Tutorial 1: The simple pendulum¶

Introduction¶

This tutorial aims at modelling and solving the yet classical but not so simple problem of the pendulum. A representiation is given bellow (source: Wikipedia).

The simple pendulum

On a mechanical point of view, the point \(M\) with mass \(m\) is supposed to be concentrated at the lower end of the rigid arm. The length of the arm is noted \(l\). The frame \(R_0\) is assumed to be inertial. The angle between the arm and the vertical direction is noted \(\theta\). A simple modelling using dynamics leads to:

\[m\vec A(M/0) = \vec P + \vec T\]

Where:

\(\vec A(M/0)\) is the acceleration of the mass,
\(\vec P\) if the weight of the mass,
\(\vec T\) if the reaction force of the arm.

A projection of this equation along the direction perpendicular to the arm gives a more simple equation:

\[\ddot \theta = -\dfrac{g}{l} \sin \theta\]

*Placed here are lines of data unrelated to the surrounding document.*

PR #1675, opened 2025-06-27
Creating indexes with `build_concurrently`

aljazerzen:
Ref https://github.com/geldata/gel/pull/8747 and
https://github.com/geldata/gel/issues/8175

This is the command output:

```
Applying m174z6shgcp4npgznerch2iiyppimoi3ybrl3refoe3ruzbj65m7wa (00001-m174z6s.edgeql)
... parsed
... applied
Applying m1zieaot5h3ugqofzch2exrzxbs2mijqidzcbjgvuvs2356wzs6saa (00002-m1zieao.edgeql)
... parsed
... applied
Applying m1dhu7b2uuqssjt2i576s7enjs2qikyiomcgug4bjr35seddphxdkq (00003-m1dhu7b.edgeql)
... parsed
... applied
Activating index on 'default::B' with expr '.z'
... done
```

I've also added `--no-index-activate` flag:

```
      --no-index-activate
          Disable creation of concurrent indexes after applying migrations.

          Indexes that set `create_concurrently` to `true` are not activated when migration is
          applied. Instead, they are activated right after, unless this flag is set. Index
          activation will not acquire any locks that would prevent concurrent reads or writes of
          objects.
```

### DIFF
--- a/src/migrations/apply.rs
+++ b/src/migrations/apply.rs
@@ -840,11 +840,16 @@ async fn disable_ddl(conn: &mut Connection) -> Result<(), anyhow::Error> {
 
 async fn index_build_concurrently(conn: &mut Connection) -> Result<(), anyhow::Error> {
     let version = conn.get_version().await?;
-    let is_supported = version.specific()
-        >= ver::Specific {
-            major: 6,
-            minor: ver::MinorVersion::Minor(10),
-        };
+
+    // supported on 7.0-dev.9640 onward
+    let is_supported = if version.specific().major == 7 {
+        match version.specific().minor {
+            ver::MinorVersion::Dev(m) if m < 9641 => false,
+            _ => true,
+        }
+    } else {
+        version.specific().major > 7
+    };
     if !is_supported {
         return Ok(());
     }
--- a/src/migrations/apply.rs
+++ b/src/migrations/apply.rs
@@ -73,13 +73,13 @@ pub struct Command {
     #[arg(long)]
     pub dev_mode: bool,
 
-    /// Disable creation of concurrent indexes after applying migrations.
+    /// Disable building of concurrent indexes after applying migrations.
     ///
-    /// Indexes that set `create_concurrently` to `true` are not activated when migration is applied.
-    /// Instead, they are activated right after, unless this flag is set. Index activation will
+    /// Indexes that set `build_concurrently` to `true` are not built when migration is applied.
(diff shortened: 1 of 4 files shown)


src/migrations/apply.rs
```diff
@@ -819,6 +838,53 @@ async fn disable_ddl(cli: &mut Connection) -> Result<(), anyhow::Error> {
     Ok(())
 }
 
+async fn index_activate_concurrently(conn: &mut Connection) -> Result<(), anyhow::Error> {
+    let version = conn.get_version().await?;
+    let is_supported = version.specific()
+        >= ver::Specific {
+            major: 6,
+            minor: ver::MinorVersion::Minor(10),
+        };
```
msullivan, line 847: We aren't going to backport, so we shouldn't do a 6.10 version. Let's put in the actual nightly number once it is built.

src/migrations/apply.rs
```diff
@@ -192,6 +206,11 @@ pub async fn run(
         }
     }
     apply_migrations(conn, migrations, &ctx, cmd.single_transaction).await?;
+
+    if !cmd.no_index_activate {
```
msullivan, line 210: Let's change `activate` to `build` everywhere

src/migrations/apply.rs
```diff
@@ -819,6 +838,53 @@ async fn disable_ddl(cli: &mut Connection) -> Result<(), anyhow::Error> {
...
+        subject_name: String,
+    }
+
+    let inactive_indexes: Vec<IndexShort> = conn
+        .query(
+            "
+            select schema::Index {
+              id, expr, subject_name := .<indexes[is schema::ObjectType].name
+            }
+            filter .create_concurrently and not .active
```
msullivan, line 865: I've changed this to `build_concurrently`

src/migrations/apply.rs
```diff
@@ -819,6 +838,53 @@ async fn disable_ddl(cli: &mut Connection) -> Result<(), anyhow::Error> {
...
+        .await?;
+
+    for index in inactive_indexes {
+        print::msg!(
+            "Activating index on '{}' with expr '{}'",
+            index.subject_name.emphasized(),
+            index.expr
+        );
+        conn.execute(
+            &format!("administer concurrent_index_create(\"{}\")", index.id),
```
msullivan, line 878: And this to `concurrent_index_build`, with a required `<uuid>` cast

msullivan (approved):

This equation is a second order, non linear ODE. The closed form solution is only known when the equation is linearized by assuming that \(\theta\) is small enough to write that \(\sin \theta \approx \theta\). In this tutorial, we will solve this problem with a numerical approach that does not require such simplification.

# Setup
%matplotlib nbagg
import numpy as np
import pandas as pd
import matplotlib.pyplot as plt
from scipy.integrate import odeint

Numerical values¶

l = 1.   # m
g = 9.81 # m/s**2

Part 1: Reformulation of the problem¶

This problem can be reformulated to match the standard formulation \(\dot X = f(X, t)\):

\[\begin{split}X = \begin{bmatrix} \theta \\ \dot \theta \end{bmatrix} = \begin{bmatrix} x_0 \\ x_1 \end{bmatrix}\end{split}\]

Write the function \(f\) in Python:

def f(X, t):
    """
    The derivative function
    """
    # To be completed
    return

Part 2: Numerical solution at small angles¶

Solve the problem with Euler, RK4 and ODEint integrators and compare the results with the closed form solution. First assume that the pendulum is released with no speed (\(\dot \theta = 0 ^o/s\)) at \(\theta = 1 ^o\). The time discretization will be as follows:

duration: 10 s,
time step: 0.01 s.

def Euler(func, X0, t):
    """
    Euler integrator.
    """
    dt = t[1] - t[0]
    nt = len(t)
    X  = np.zeros([nt, len(X0)])
    X[0] = X0
    for i in range(nt-1):
        X[i+1] = X[i] + func(X[i], t[i]) * dt
    return X

def RK4(func, X0, t):
    """
    Runge and Kutta 4 integrator.
    """
    dt = t[1] - t[0]
    nt = len(t)
    X  = np.zeros([nt, len(X0)])
    X[0] = X0
    for i in range(nt-1):
        k1 = func(X[i], t[i])
        k2 = func(X[i] + dt/2. * k1, t[i] + dt/2.)
        k3 = func(X[i] + dt/2. * k2, t[i] + dt/2.)
        k4 = func(X[i] + dt    * k3, t[i] + dt)
        X[i+1] = X[i] + dt / 6. * (k1 + 2. * k2 + 2. * k3 + k4)
    return X

# ODEint is preloaded.

# Define the time vector t and the initial conditions X0

Part 3: Solution at large angles¶

Solve the problem with Euler, RK4 and ODEint integrators and compare the results with the closed form solution. First assume that the pendulum is released with no speed (\(\dot \theta = 0 ^o /s\)) at \(\theta \in [30 ^o, 90 ^o, 179 ^o]\).

Part 4: Solution at large angle with initial angular velocity¶

Solve the problem with Euler, RK4 and ODEint integrators and compare the results with the closed form solution. First assume that the pendulum is released with non zero initial angular velocity and \(\dot \theta = 179 ^o/s\).